There will also be real-use cases of IoT, rather than pilot projects or small-scale proofs of concept, as the telecom regulator has approved the allocation of the 920-925MHz frequency for using IoT devices, thus boosting confidence for developers and importers of them.

Moreover, leading mobile operators offer IoT service platforms for developers to increase their revenue streams. CAT Telecom has also announced the commercial launch of its LoRaWan or Long Range Wide Area Network in early 2018. Smart logistics and tracking systems are potential-use cases.

The 900- and 1800-MHz bandwidth spectrum auctions will also help prepare for 5G technology. Due to its low latency, 5G technology can serve millions of IoT devices, including CCTV and autonomous vehicles.

Unlike payments, Mr Jarit said, AI, VR and blockchain need 3-4 years to gain momentum. In the AI space, there will be voice assistant and chatbot technology to reduce human tasks via automated functions.

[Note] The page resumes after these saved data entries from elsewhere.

PR #1289, opened 2019-02-11
blob/fileblob: implement URL signing

clausti:
updates https://github.com/google/go-cloud/issues/546


blob/fileblob/fileblob.go
```diff
@@ -93,15 +97,22 @@ func mungeURLPath(path string, pathSeparator uint8) string {
 }
 
 // Options sets options for constructing a *blob.Bucket backed by fileblob.
-type Options struct{}
+type Options struct {
+	// URLSigner implements signing URLs (to allow access to a resource without
+	// further authorization) and verifying that a given string contains
+	// a signedURL produced by the URLSigner.
+	// URLSigner is only required for utilizing the SignedURL api.
```
vangent: Nit: api -> API.

blob/fileblob/fileblob.go
```diff
@@ -606,7 +617,104 @@ func (b *bucket) Delete(ctx context.Context, key string) error {
 	return nil
 }
 
+// SignedURL takes a context, an object key, and a SignedURLOptions struct
+// and returns a string containing a URI and an error
 func (b *bucket) SignedURL(ctx context.Context, key string, opts *driver.SignedURLOptions) (string, error) {
-	// TODO(Issue #546): Implemented SignedURL for fileblob.
-	return "", errNotImplemented
+	if b.opts.URLSigner == nil {
+		return "", errNotImplemented
```
vangent: Consider a different error here now that it's no longer not implemented. For example, `gcsblob` has:

```
	if b.opts.GoogleAccessID == "" || (b.opts.PrivateKey == nil && b.opts.SignBytes == nil) {
		return "", errors.New("to use SignedURL, you must call OpenBucket with a valid Options.GoogleAccessID and exactly one of Options.PrivateKey or Options.SignBytes")
	}
```

blob/fileblob/fileblob.go
```diff
@@ -606,7 +617,104 @@ func (b *bucket) Delete(ctx context.Context, key string) error {
 	return nil
 }
 
+// SignedURL takes a context, an object key, and a SignedURLOptions struct
```
vangent: Nit: This is a function on a private type (bucket), so it won't make it to godoc. You can just say `SignedURL implements driver.SignedURL` or something succinct like that.

blob/fileblob/fileblob.go
```diff
@@ -606,7 +617,104 @@ func (b *bucket) Delete(ctx context.Context, key string) error {
...
+// creating and verifying a signed URL for objects
+// in a fileblob bucket. Signed URLs are typically used for
+// granting access to an otherwise-protected resource without
+// requiring further authentication, and callers should take care
+// to restrict the creation of signed URLs as is appropriate
+// for their application.
+type URLSigner interface {
+	// URLFromKey defines how the bucket's object key will be turned
+	// into a signed URL.
+	// URLFromKey takes in a context, object key and options.
```
vangent: Nit: You don't need to describe the input/output types -- the signature does that. You can mention them by name if there's something to add about how they are used. For example, in this case you might mention that the returned `string` can be used as a URL (right?) and that the same URL can be passed to `KeyFromURL` for verification.

blob/fileblob/fileblob.go
```diff
@@ -606,7 +617,104 @@ func (b *bucket) Delete(ctx context.Context, key string) error {
...
+	// It returns a signed URL string, and an error.
+	URLFromKey(ctx context.Context, key string, opts *driver.SignedURLOptions) (string, error)
+
+	// KeyFromURL takes in a context and a URL.
+	// It returns an object key string and a bool.
+	// e.g. (key, true) if the signature is valid (authentic && unexpired),
+	// or (nil, false) if it is invalid.
+	// KeyFromURL must be able to validate a URL from the URLFromKey function.
+	KeyFromURL(ctx context.Context, surl *url.URL) (string, bool)
```
vangent: Nit: it's a bit weird to say that the output from one function can be passed to another function, but have them be different types. Can they both be `string` or both be `url.URL`?

blob/fileblob/fileblob.go
```diff
@@ -606,7 +617,104 @@ func (b *bucket) Delete(ctx context.Context, key string) error {
...
+// URLSignerHMAC uses the crypto/hmac package to create a message authentication code
+// using a sha256 hash
+type URLSignerHMAC struct {
+	urlScheme string
+	urlHost   string
+	urlPath   string
+	secretKey []byte
+}
+
+func NewURLSignerHMAC(urlScheme, urlHost, urlPath, secretKey string) *URLSignerHMAC {
```
vangent: Nit: Add godoc for exported functions.

blob/fileblob/fileblob.go
```diff
@@ -606,7 +617,104 @@ func (b *bucket) Delete(ctx context.Context, key string) error {
...
+	sURL := &url.URL{
+		Host:   h.urlHost,
+		Scheme: h.urlScheme,
+		Path:   h.urlPath,
+	}
+	q := sURL.Query()
+	q.Set("obj", key)
+	expTime := time.Now().Add(opts.Expiry).Unix()
+	q.Set("expiry", strconv.FormatInt(expTime, 10))
+	q.Set("signature", "")
```
vangent: Nit -- is this needed? If so, it warrants a comment why.

blob/fileblob/fileblob.go
```diff
@@ -606,7 +617,104 @@ func (b *bucket) Delete(ctx context.Context, key string) error {
...
+	sURL.RawQuery = q.Encode()
+
+	if !h.checkMAC(sURL.RawQuery, sig) {
+		return "", false
+	}
+	return q.Get("obj"), true
+}
+
+func (h *URLSignerHMAC) checkMAC(message string, mac string) bool {
```
vangent: Nit: 'message, mac string`.

blob/fileblob/fileblob_test.go
```diff
@@ -33,27 +34,62 @@ import (
...
+	h.server = localServer
+	h.closer = func() { _ = os.RemoveAll(dir); localServer.Close() }
+
+	return h, nil
+}
+
+func (h *harness) serveSignedURL(w http.ResponseWriter, r *http.Request) {
+	// URLSignerHMAC requires the scheme, host, and path to construct the
+	// signed URL, but validating only requires the key.
+	urlSigner := NewURLSignerHMAC("", "", "", h.urlSignKey)
```
vangent: Could you save `urlSigner` on the harness instead of recreating it here?

blob/fileblob/fileblob_test.go
```diff
@@ -33,27 +34,62 @@ import (
...
+	}
+
+	bucket, err := OpenBucket(h.dir, &Options{})
+	if err != nil {
+		w.WriteHeader(http.StatusInternalServerError)
+		return
+	}
+	blobject, err := bucket.ReadAll(r.Context(), objKey)
+	if err != nil {
+		w.WriteHeader(http.StatusInternalServerError)
```
vangent: `NotFound`? This could actually happen if the file was moved/deleted.

blob/fileblob/fileblob.go
clausti: I can either set the signature to an empty string here, or unset the "signature" param entirely when the MAC is being checked, since I need to remove the signature value before re-hashing it.

blob/fileblob/fileblob_test.go
clausti: I could, but I thought it might be better to show it being re-created with the signing key, since I doubt that people using it in their applications would have access to the same in-memory object.

blob/fileblob/fileblob.go
clausti: I originally had them both as `string`, since the `SignedURL` signature returns a string, but the request URL is a `url.URL` object already, so to make that one take a string you end up converting it to a string and then re-parsing it, which seems sub-optimal.

clausti: made them both `url.URL`

blob/fileblob/fileblob_test.go
```diff
@@ -33,27 +34,62 @@ import (
...
+		w.WriteHeader(http.StatusForbidden)
+		return
+	}
+
+	bucket, err := OpenBucket(h.dir, &Options{})
+	if err != nil {
+		w.WriteHeader(http.StatusInternalServerError)
+		return
+	}
+	blobject, err := bucket.ReadAll(r.Context(), objKey)
```
zombiezen: (Doesn't need to be addressed for this PR, but thought I'd mention it for when this handler is exported. Perhaps add a TODO.)

This access method would load the entire blob into memory and then write it. A more efficient way to do this would be to use `blob.NewReader` to get a reader and then use `io.Copy` to copy from the reader to the `http.ResponseWriter`.

blob/fileblob/fileblob.go
```diff
@@ -503,7 +514,109 @@ func (b *bucket) Delete(ctx context.Context, key string) error {
 	return nil
 }
 
+// SignedURL implements driver.SignedURL
 func (b *bucket) SignedURL(ctx context.Context, key string, opts *driver.SignedURLOptions) (string, error) {
-	// TODO(Issue #546): Implemented SignedURL for fileblob.
-	return "", errNotImplemented
+	if b.opts.URLSigner == nil {
+		return "", errors.New("to use SignedURL, you must call OpenBucket with a valid Options.URLSigner")
```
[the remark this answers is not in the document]
zombiezen: @vangent, I think we should fix the `gcsblob` error message similarly to how I'm suggesting. (Sorry for review whiplash.)

blob/fileblob/fileblob.go
```diff
@@ -503,7 +514,109 @@ func (b *bucket) Delete(ctx context.Context, key string) error {
...
+	// into a signed URL.
+	URLFromKey(ctx context.Context, key string, opts *driver.SignedURLOptions) (*url.URL, error)
+
+	// KeyFromURL must be able to validate a URL returned from URLFromKey.
+	// KeyFromURL must only return the object if if the URL is
+	// both unexpired and authentic.
+	KeyFromURL(ctx context.Context, surl *url.URL) (string, bool)
+}
+
+// URLSignerHMAC uses the crypto/hmac package to create a message authentication code
```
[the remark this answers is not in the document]
clausti: I'd argue that "what is the actual crypto being used" is critically significant to users of the URL signer. (And I'm not sure that last suggested sentence is actually clear and unambiguous.)

blob/fileblob/fileblob.go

At the global level, Telenor Research said blockchain technology is struggling to break out of its cryptocurrency cradle. Blockchain is best known as the technology behind bitcoin, a digital currency that doesn't need a central governing body to guarantee transactions.

One of the perks of blockchain is that it is, by design, resistant to modification. But this also brings about the challenge of diversifying its practical applications. To create more varied and usable blockchain-based solutions, developers need to be able to modify it, sort out bugs, upgrade technology and make widespread engineering decisions.

Industry agreement must be reached about all of this. But the point of blockchain is that it avoids the need for a central governing body to oversee its transactions. This is known as the "blockchain governance paradox". The blockchain industry will need to resolve these challenges to fully deliver on its promises.

Telenor researchers also predict a surge in the number of AR applications in 2018. With its latest version of the iPhone operating system, Apple has built-in support for augmenting whatever the phone's camera captures with additional information.

The upshot is that much of the complexity is removed for programmers, and AR suddenly gets to be within reach for hundreds of thousands of iOS app developers.

Telenor Research noted that sneak peeks of 5G in action will come courtesy of February's Winter Olympics in South Korea.